Reproduce the data that follows precisely.

The data START

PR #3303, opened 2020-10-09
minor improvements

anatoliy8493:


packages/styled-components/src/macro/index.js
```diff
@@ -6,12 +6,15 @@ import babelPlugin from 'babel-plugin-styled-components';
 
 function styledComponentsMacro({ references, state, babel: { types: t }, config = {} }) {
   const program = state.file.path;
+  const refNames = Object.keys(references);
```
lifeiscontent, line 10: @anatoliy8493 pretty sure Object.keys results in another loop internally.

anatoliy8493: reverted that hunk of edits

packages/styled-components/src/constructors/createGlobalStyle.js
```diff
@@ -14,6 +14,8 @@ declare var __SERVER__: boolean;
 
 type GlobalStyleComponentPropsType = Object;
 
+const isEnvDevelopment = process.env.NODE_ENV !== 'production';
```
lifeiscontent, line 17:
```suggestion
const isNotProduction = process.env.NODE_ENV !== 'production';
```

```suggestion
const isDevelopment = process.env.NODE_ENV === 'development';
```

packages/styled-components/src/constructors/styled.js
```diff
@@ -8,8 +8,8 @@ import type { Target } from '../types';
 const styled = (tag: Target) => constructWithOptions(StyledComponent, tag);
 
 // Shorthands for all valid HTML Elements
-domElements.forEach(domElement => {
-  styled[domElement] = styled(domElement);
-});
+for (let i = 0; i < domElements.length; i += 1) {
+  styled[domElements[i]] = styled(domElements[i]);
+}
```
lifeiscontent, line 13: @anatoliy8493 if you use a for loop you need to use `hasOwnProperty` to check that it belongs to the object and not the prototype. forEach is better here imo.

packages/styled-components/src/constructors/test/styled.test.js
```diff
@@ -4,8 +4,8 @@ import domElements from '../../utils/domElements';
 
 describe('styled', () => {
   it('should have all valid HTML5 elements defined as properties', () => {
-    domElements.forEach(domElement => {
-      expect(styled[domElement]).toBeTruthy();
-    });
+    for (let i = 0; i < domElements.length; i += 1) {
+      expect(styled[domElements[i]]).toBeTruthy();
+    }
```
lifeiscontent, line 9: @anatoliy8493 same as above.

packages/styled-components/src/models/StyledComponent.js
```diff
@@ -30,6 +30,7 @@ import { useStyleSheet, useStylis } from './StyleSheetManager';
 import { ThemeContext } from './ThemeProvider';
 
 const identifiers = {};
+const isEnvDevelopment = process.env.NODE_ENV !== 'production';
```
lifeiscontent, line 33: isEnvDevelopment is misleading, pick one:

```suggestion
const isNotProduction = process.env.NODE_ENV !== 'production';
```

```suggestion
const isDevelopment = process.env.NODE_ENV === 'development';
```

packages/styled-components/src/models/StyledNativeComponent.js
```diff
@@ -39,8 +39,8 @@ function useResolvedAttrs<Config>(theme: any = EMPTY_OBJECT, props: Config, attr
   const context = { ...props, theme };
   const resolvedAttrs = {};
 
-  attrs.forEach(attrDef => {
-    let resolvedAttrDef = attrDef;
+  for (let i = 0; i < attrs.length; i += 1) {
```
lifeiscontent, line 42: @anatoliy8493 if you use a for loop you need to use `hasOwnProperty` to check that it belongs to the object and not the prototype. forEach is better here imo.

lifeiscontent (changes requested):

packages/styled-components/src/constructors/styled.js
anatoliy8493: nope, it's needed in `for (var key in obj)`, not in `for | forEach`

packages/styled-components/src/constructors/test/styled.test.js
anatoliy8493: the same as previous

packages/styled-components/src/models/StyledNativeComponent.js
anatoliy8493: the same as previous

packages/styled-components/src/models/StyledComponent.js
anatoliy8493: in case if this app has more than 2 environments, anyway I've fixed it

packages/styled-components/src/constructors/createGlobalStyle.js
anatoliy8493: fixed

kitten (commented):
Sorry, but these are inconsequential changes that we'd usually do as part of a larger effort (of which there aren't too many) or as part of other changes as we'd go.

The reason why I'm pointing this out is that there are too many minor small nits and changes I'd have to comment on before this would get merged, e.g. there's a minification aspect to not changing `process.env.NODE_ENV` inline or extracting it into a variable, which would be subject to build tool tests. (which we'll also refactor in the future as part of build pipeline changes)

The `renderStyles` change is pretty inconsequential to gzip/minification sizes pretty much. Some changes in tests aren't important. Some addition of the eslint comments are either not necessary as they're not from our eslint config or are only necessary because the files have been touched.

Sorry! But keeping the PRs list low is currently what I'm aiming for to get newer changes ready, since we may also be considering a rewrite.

The data END

> Solution to the problem:
PR #3303, opened 2020-10-09
minor improvements

anatoliy8493:


packages/styled-components/src/macro/index.js
```diff
@@ -6,12 +6,15 @@ import babelPlugin from 'babel-plugin-styled-components';
 
 function styledComponentsMacro({ references, state, babel: { types: t }, config = {} }) {
   const program = state.file.path;
+  const refNames = Object.keys(references);
```
lifeiscontent, line 10: @anatoliy8493 pretty sure Object.keys results in another loop internally.

anatoliy8493: reverted that hunk of edits

packages/styled-components/src/constructors/createGlobalStyle.js
```diff
@@ -14,6 +14,8 @@ declare var __SERVER__: boolean;
 
 type GlobalStyleComponentPropsType = Object;
 
+const isEnvDevelopment = process.env.NODE_ENV !== 'production';
```
lifeiscontent, line 17:
```suggestion
const isNotProduction = process.env.NODE_ENV !== 'production';
```

```suggestion
const isDevelopment = process.env.NODE_ENV === 'development';
```

packages/styled-components/src/constructors/styled.js
```diff
@@ -8,8 +8,8 @@ import type { Target } from '../types';
 const styled = (tag: Target) => constructWithOptions(StyledComponent, tag);
 
 // Shorthands for all valid HTML Elements
-domElements.forEach(domElement => {
-  styled[domElement] = styled(domElement);
-});
+for (let i = 0; i < domElements.length; i += 1) {
+  styled[domElements[i]] = styled(domElements[i]);
+}
```
lifeiscontent, line 13: @anatoliy8493 if you use a for loop you need to use `hasOwnProperty` to check that it belongs to the object and not the prototype. forEach is better here imo.

packages/styled-components/src/constructors/test/styled.test.js
```diff
@@ -4,8 +4,8 @@ import domElements from '../../utils/domElements';
 
 describe('styled', () => {
   it('should have all valid HTML5 elements defined as properties', () => {
-    domElements.forEach(domElement => {
-      expect(styled[domElement]).toBeTruthy();
-    });
+    for (let i = 0; i < domElements.length; i += 1) {
+      expect(styled[domElements[i]]).toBeTruthy();
+    }
```
lifeiscontent, line 9: @anatoliy8493 same as above.

packages/styled-components/src/models/StyledComponent.js
```diff
@@ -30,6 +30,7 @@ import { useStyleSheet, useStylis } from './StyleSheetManager';
 import { ThemeContext } from './ThemeProvider';
 
 const identifiers = {};
+const isEnvDevelopment = process.env.NODE_ENV !== 'production';
```
lifeiscontent, line 33: isEnvDevelopment is misleading, pick one:

```suggestion
const isNotProduction = process.env.NODE_ENV !== 'production';
```

```suggestion
const isDevelopment = process.env.NODE_ENV === 'development';
```

packages/styled-components/src/models/StyledNativeComponent.js
```diff
@@ -39,8 +39,8 @@ function useResolvedAttrs<Config>(theme: any = EMPTY_OBJECT, props: Config, attr
   const context = { ...props, theme };
   const resolvedAttrs = {};
 
-  attrs.forEach(attrDef => {
-    let resolvedAttrDef = attrDef;
+  for (let i = 0; i < attrs.length; i += 1) {
```
lifeiscontent, line 42: @anatoliy8493 if you use a for loop you need to use `hasOwnProperty` to check that it belongs to the object and not the prototype. forEach is better here imo.

lifeiscontent (changes requested):

packages/styled-components/src/constructors/styled.js
anatoliy8493: nope, it's needed in `for (var key in obj)`, not in `for | forEach`

packages/styled-components/src/constructors/test/styled.test.js
anatoliy8493: the same as previous

packages/styled-components/src/models/StyledNativeComponent.js
anatoliy8493: the same as previous

packages/styled-components/src/models/StyledComponent.js
anatoliy8493: in case if this app has more than 2 environments, anyway I've fixed it

packages/styled-components/src/constructors/createGlobalStyle.js
anatoliy8493: fixed

kitten (commented):
Sorry, but these are inconsequential changes that we'd usually do as part of a larger effort (of which there aren't too many) or as part of other changes as we'd go.

The reason why I'm pointing this out is that there are too many minor small nits and changes I'd have to comment on before this would get merged, e.g. there's a minification aspect to not changing `process.env.NODE_ENV` inline or extracting it into a variable, which would be subject to build tool tests. (which we'll also refactor in the future as part of build pipeline changes)

The `renderStyles` change is pretty inconsequential to gzip/minification sizes pretty much. Some changes in tests aren't important. Some addition of the eslint comments are either not necessary as they're not from our eslint config or are only necessary because the files have been touched.

Sorry! But keeping the PRs list low is currently what I'm aiming for to get newer changes ready, since we may also be considering a rewrite.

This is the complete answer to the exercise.